The main results (coverage percentage and locations on main roads) for each model are summarized in Table 2. The current police location choices produce different results compared with the other formulations, because the current practice does not fully cover the eastern region (mostly lightly travelled roads) but on the other hand all six RPVs are located on main roads. We then demonstrated through the application of two basic covering models (SCP and MCLP) that it was possible to legally cover the network with less than the existing resources. Covering the network with the minimum requirement of four RPVs, and locating the remaining RPVs on main roads, results in a total of five RPVs located on main roads. This is the same result as that found in the first formulation that maximized utility defined in terms of presence and conspicuousness, utilizing traffic flow data given legal requirements. The second formulation, in addition to accounting for traffic flow, also considered the likelihood of handling calls-for-service, and the time spent doing so. In analyzing the results of the different formulations, it became apparent that accounting for calls-for-service leads to more widely spread solutions across the network. On the other hand, the models capturing traffic flow locate the RPVs on major roads with higher traffic volume because of the benefits accruing from visibility. The third formulation permitted the police planners to change the coverage requirements, such that certain roads may be served more quickly than others in order to better account for the problems of congestion and their effect on subsequent accidents. The results of the third formulation with respect to locations on main roads depend on the prioritization rule. The fourth formulation maximized presence and conspicuousness dynamically, accounting for multiple shifts and considering the halo effects identified in the literature.

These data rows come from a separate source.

PR #909, opened 2022-08-24
Use third-party action to set up MongoDB in CI

MattiSG:
This changeset simplifies cross-platform setup, at the expenses of adding a dependency. I am not certain this is worth it, but wanted to consolidate some of my discoveries from #904.

### DIFF
--- a/.github/workflows/test.yml
+++ b/.github/workflows/test.yml
@@ -21,26 +21,14 @@ jobs:
       - run: |
           git config --global core.autocrlf false
       - uses: actions/checkout@v2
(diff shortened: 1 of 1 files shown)


martinratinaud (approved):
Although I don't mind having a dependency for that kind of need, [this one](https://github.com/ankane/setup-mongodb) seems to not have that many stars and only one maintainer, so I guess it's the risk.

Checking further down this repo, it seems this user is very proficient in writing github actions as he's done the same for all databases :-)

So I agree to take the risk

Ndpnt (approved):

PR #910, opened 2022-08-24
Use third-party action to deploy with Ansible

MattiSG:
This changeset speeds up deployment by ~1 minute by avoiding installing Ansible on the runner by using Docker to avoid reinstalling every time, greatly simplifies the CI workflow declaration, and simplifies the inventory maintenance by removing entirely the need to update hosts fingerprints (yes, that makes most of #899 obsolete :wink:).

This [has been tested](https://github.com/ambanum/OpenTermsArchive/actions/runs/2918678773) and proven to work.

The only drawback from this solution is that we depend on a third party to update Ansible, and this is unlikely to happen (cf. https://github.com/saubermacherag/ansible-playbook-docker-action/issues/11). We also open up more of a security risk. We could mitigate both issues by forking and maintaining that action ourselves. I am not sure which of the three options (status quo, third-party, fork) is preferable.

### DIFF
--- a/.github/workflows/deploy.yml
+++ b/.github/workflows/deploy.yml
@@ -29,22 +29,12 @@ jobs:
         instance: ${{ fromJSON(needs.get_instances.outputs.names) }}
     steps:
       - uses: actions/checkout@v2
-      - name: Get target server hostname
-        id: get_hostname
-        uses: mikefarah/yq@master
-        with:
-          cmd: yq ".all.children.production.children.${{ matrix.instance }}.hosts.* | key" ops/inventories/production.yml
-      - name: Get target server fingerprint
-        id: get_fingerprint
-        uses: mikefarah/yq@master
-        with:
-          cmd: yq '.all.children.production.children.${{ matrix.instance }}.hosts.["${{ steps.get_hostname.outputs.result }}"].ed25519_fingerprint' ops/inventories/production.yml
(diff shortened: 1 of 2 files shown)


martinratinaud (approved):
Neater, there will soon be nothing to update in this file when deploying a new version 🤣.

Although I'd like to see how it looks like after merge of https://github.com/ambanum/OpenTermsArchive/pull/908

MattiSG:
As discussed with @Ndpnt, this third-party action does not seem to be actively maintained. This is not a major problem at this stage.

However, what is a blocking problem and increases significantly the workload in forking and maintaining it ourself, is that the action itself depends on a [prebuilt Docker image](https://github.com/saubermacherag/docker-ansible-alpine/blob/master/Dockerfile) by @saubermacherag that is not versioned and that [disables host key checking](https://github.com/saubermacherag/docker-ansible-alpine/blob/master/Dockerfile#L43). This opens an immediate security risk for us as we upload a private key to our target servers. Without host key checking, we cannot authenticate recipients. Moreover, the reliance on a third-party Docker image prevents us from having sovereignty over the deployment process we hand our vault key to.

The CD speedup could probably be obtained with proper caching of `ansible`, and is not currently a major problem.

The conclusion is thus to drop this changeset, for its added value is too low and its added risk is too high.

Issue #897, opened 2022-08-09
`select` acts different  with array and comma


martinratinaud:
While adding the Oculus Commercial terms I stumbled on the following problem when creating the version

Using `h1, h1 ~ *` (See on [contribution tool](https://contribute.opentermsarchive.org/en/service?destination=OpenTermsArchive%2Fp2b-compliance-declarations&documentType=Commercial%20Terms&executeClientScripts=true&expertMode=true&hiddenCss[]=%5Bdata-testid%3D%22cookie-policy-dialog%22%5D&name=Oculus&selectedCss[]=h1%2C%20h1%20~%20%2A&url=https%3A%2F%2Fdeveloper.oculus.com%2Fpolicy%2Fp2b%2F))

gives a different version than using `['h1', 'h1 ~ *']` (See on [contribution tool](https://contribute.opentermsarchive.org/en/service?destination=OpenTermsArchive%2Fp2b-compliance-declarations&documentType=Commercial%20Terms&executeClientScripts=true&expertMode=true&hiddenCss[]=%5Bdata-testid%3D%22cookie-policy-dialog%22%5D&name=Oculus&selectedCss[]=h1&selectedCss[]=h1%20~%20%2A&url=https%3A%2F%2Fdeveloper.oculus.com%2Fpolicy%2Fp2b%2F))

Click on `Verify version` and you'll see on the second link it gets only the `h1` and not the siblings

PR #913, opened 2022-08-29
Ensure to not remove nodes when selecting them

Ndpnt:
Fixes https://github.com/ambanum/OpenTermsArchive/issues/897


martinratinaud (approved):
Very good, have you understood why the only fact to use it with appendChild removed it from the whole document?

Ndpnt:
> Very good, have you understood why the only fact to use it with appendChild removed it from the whole document?

`appendChild` moves the original node. So, as we move nodes from one fragment to another, it is removed from the first one.

PR #919, opened 2022-08-31
Fix continuous deployment

MattiSG:
Following #908 improvements after initial review, the continuous deployment workflow was not tested and failed. The root cause was the YAML selectors that were not up to date. Once fixed, another issue was identified: the `site` playbook did not benefit from the default `ansible_user` that was set only for the `ota` role, preventing SSH connection when played.


MattiSG:
This has been tested to work: https://github.com/ambanum/OpenTermsArchive/actions/runs/2963539659

Ndpnt (approved):

PR #920, opened 2022-08-31
Revert deletion of mandatory production file

Ndpnt:
Config production file allows factorizing some configuration keys which are the same for all instances when ran in the production environment.

Deleted in [cab3ea2ff47bb115e64c21528d60faf3935d054b](https://github.com/ambanum/OpenTermsArchive/pull/908/commits/cab3ea2ff47bb115e64c21528d60faf3935d054b).

### DIFF
--- a/config/production.json
+++ b/config/production.json
@@ -1,0 +1,27 @@
+{
+  "recorder": {
+    "versions": {
+      "storage": {
+        "git": {
+          "path": "../versions",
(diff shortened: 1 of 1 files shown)


martinratinaud (approved):
This also fixes the fact that all commits on all instances were done in `data/versions` instead of `../versions` and same for snapshots.

PR #927, opened 2022-09-04
Add Ranking Parameters Description document type

MattiSG:
Follows https://github.com/ambanum/OpenTermsArchive/discussions/902.

This changeset also introduces the `references` key in the document types, to give more context and legal background to a document type.

### DIFF
--- a/src/archivist/services/documentTypes.json
+++ b/src/archivist/services/documentTypes.json
@@ -333,6 +333,11 @@
       "writer": "search engine or intermediation service provider",
       "audience": "users presented with a list of ranked results, or contributors of results that are ranked",
       "object": "parameters determining ranking and the reasons for their relative importance"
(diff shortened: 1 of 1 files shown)


martinratinaud (approved):

martinratinaud:
Please do not forget to update the excel file after merge.
Also, note that contribution tool is relying on the [api url](https://api.opentermsarchive.org/data/api/list_documentTypes/v1/) to load the corresponding document types. This means that dataset will need to be republished to make the new document types available in the contribution tool.

The other possibility would be to not rely on the legacy API anymore and use the [raw url from github](https://raw.githubusercontent.com/ambanum/OpenTermsArchive/main/src/archivist/services/documentTypes.json)

Ndpnt (approved):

Table 2 Comparison of results

When searching for multiple-shift solutions, in a further attempt to capture the different flows, the traffic flow objective function value drops, but herein lies the trade-off between encouraging good behavior mainly on arterial roads or maximizing the halo effect across the network.

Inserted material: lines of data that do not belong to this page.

PR #930, opened 2022-09-05
Shorten long GitHub comments to prevent errors

### LINKED ISSUE #925: Trim long error messages in tracker
When an error arises with a long message, the generated GitHub issue cannot be created, with the following error:

> Validation Failed: {"resource":"Issue","code":"custom","field":"body","message":"body is too long (maximum is 65536 characters)"}

This happens for the Privacy Policy of TIME in the `contrib` instance.

martinratinaud:
Fixes #925.

I removed the link to the local contribution tool as it doubled the number of characters.

Thus I implemented the trimming of number of characters but I'm not sure it is necessary. And maybe we want the error to be not created instead of truncated, I'd like your thoughts on that.

### DIFF
--- a/src/tracker/index.js
+++ b/src/tracker/index.js
@@ -14,7 +14,6 @@ const ISSUE_STATE_ALL = 'all';
 const TRACKER_LABEL = config.get('tracker.githubIssues.label.name');
 const TRACKER_REPOSITORY = config.get('tracker.githubIssues.repository');
 
-const LOCAL_CONTRIBUTE_URL = 'http://localhost:3000/en/service';
 const CONTRIBUTE_URL = 'https://contribute.opentermsarchive.org/en/service';
 const GITHUB_REPO_URL = `https://github.com/${TRACKER_REPOSITORY}/blob/main/declarations`;
 const GOOGLE_URL = 'https://www.google.com/search?q=';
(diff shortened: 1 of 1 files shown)


src/tracker/index.js
```diff
@@ -14,10 +14,10 @@ const ISSUE_STATE_ALL = 'all';
 const TRACKER_LABEL = config.get('tracker.githubIssues.label.name');
 const TRACKER_REPOSITORY = config.get('tracker.githubIssues.repository');
 
-const LOCAL_CONTRIBUTE_URL = 'http://localhost:3000/en/service';
 const CONTRIBUTE_URL = 'https://contribute.opentermsarchive.org/en/service';
 const GITHUB_REPO_URL = `https://github.com/${TRACKER_REPOSITORY}/blob/main/declarations`;
 const GOOGLE_URL = 'https://www.google.com/search?q=';
+const MAX_ISSUE_BODY_LENGTH = 65536;
```
MattiSG, line 20:
```suggestion
const GITHUB_API_MAX_ISSUE_BODY_LENGTH = 65536;
```

MattiSG:
> maybe we want the error to be not created instead of truncated

My preference in terms of implementation would be that if the body size is still too long, we do not include a link to the contribution interface but the message is complete. This trim is indeed a bit brutal 😉

MattiSG:
We could also base64-encode the contribution tool payload, I believe this is the way forward anyway as declarations get more complex and we will also hit the URL maximum size.

Ndpnt (approved):

martinratinaud:
@MattiSG I suggest to pur the base64 encoding in another PR as, as explained, I may try to passe the whole json encoded.

For the time being, I think should remove the trim and rename the PR as it is very unlikely for now that we reach this number of characters as we removed one url

MattiSG:
Agreed! 👍

PR #931, opened 2022-09-07
Change page ID tag in filesystem to avoid collision with document types

Ndpnt:


martinratinaud:
I was not aware that you could use `#` in a filesystem name but ok.

Also, you did not put a space at the end while there was one before

I'm not sure to understand why there was conflict with ` - `, can you please explain a bit more

Ndpnt:
> Also, you did not put a space at the end while there was one before

Yes it is voluntary, before it was a dash `-` separator so it made sense to have spaces before and after, now with hashtag `#` I find it more common to have it without space.

> I'm not sure to understand why there was conflict with `-`, can you please explain a bit more

Because on France-elections we created specific document types like `Community Guidelines - Self-harm` so `Self-harm` was interpreted as a page ID.

martinratinaud (approved):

This research has analyzed various approaches to the basic question of how to optimize the traffic police’s resources with the ultimate aim of combatting fatalities and casualties on the roads. The different solutions analyze alternative operational methods, such as flow capture via location on roads with high traffic volume, maximizing presence with regard to calls-for-service distribution, ensuring presence according to varying levels of service coverage and maximizing the halo effect based on dynamic locations. We provide a basis for building the traffic police force according to preferred operational methods. Furthermore, given these modeling approaches, the police will be better able to analyze their influence on drivers’ behavior, car accidents, calls-for-service and traffic problems.

The solutions to the traffic police, interurban network, multi-purpose, emergency service, RPV location-allocation models produce increased public security and safety over current choices. The proposed models maximize presence and consciousness in order to increase deterrence and prevention, which in conjunction with complete coverage, differ from existing models in the literature. However, the constraints of the models could also be adapted according to new policy initiatives. For example, automatic enforcement could be further developed leading to a reduction in the number of RPVs available and their usage.

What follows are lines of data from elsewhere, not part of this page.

PR #936, opened 2022-09-14
Fix different charset

### LINKED ISSUE #935: Documents with non latin characters fail if encoding is not properly set
Example with [this bulgarian website](https://contribute.opentermsarchive.org/en/service?destination=OpenTermsArchive%2Fp2b-compliance-declarations&documentType=Acceptable%20Use%20Policy&expertMode=true&mode=4&name=Mobile.bg&selectedCss[]=body&url=https%3A%2F%2Fwww.mobile.bg%2Fpcgi%2Fmobile.cgi%3Fact%3D9)

martinratinaud:
Fixes #935 

The `.text()` function is not trying to detect encoding anymore [since version 2](https://github.com/node-fetch/node-fetch/blob/main/docs/v2-UPGRADE-GUIDE.md#text-no-longer-tries-to-detect-encoding)

The new way to handle that kind of encoding is [here for v3](https://github.com/node-fetch/node-fetch/blob/main/docs/v3-UPGRADE-GUIDE.md#dropped-the-restextconverted-function)

### DIFF
--- a/package-lock.json
+++ b/package-lock.json
@@ -32,6 +32,7 @@
         "http-proxy-agent": "^5.0.0",
         "https": "^1.0.0",
         "https-proxy-agent": "^5.0.0",
+        "iconv-lite": "^0.6.3",
         "joplin-turndown-plugin-gfm": "^1.0.12",
         "jsdom": "^18.1.0",
         "json-source-map": "^0.6.1",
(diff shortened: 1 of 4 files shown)


martinratinaud:
@Ndpnt do you have any idea why there is a lint problem?

I have the same on my local but can not figure out why as package is correctly installed

martinratinaud:
As discussed with @Ndpnt yesterday, I will merge this without former approval but with oral approval.

I had to bypass the eslint error by disabling `import/no-unresolved`.

As I managed to create a [reproducible environment](https://github.com/OpenTermsArchive/error-reproduction-eslint-fetch-charset-detection), I created [an issue](https://github.com/node-fetch/fetch-charset-detection/issues/247) on their repo.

Further research could be directed in several directions. First, the results of implementation of our models could be analyzed, helping the decision-makers to increase road safety with the limited budget at their disposal. Second, we intend to analyze a multi-objective location-allocation problem. Analyzing the traffic volume, road accident, calls for service and traffic offence data together with the decision-makers’ priorities, we find multiple, conflicting objectives which cannot be summarized by a single parameter. Finally, we intend to develop an enforcement model for traffic ticket issuance. The objective function would maximize road safety subject to the RPV location-allocation constraints and the limitation on the number and distribution of the traffic tickets to be issued.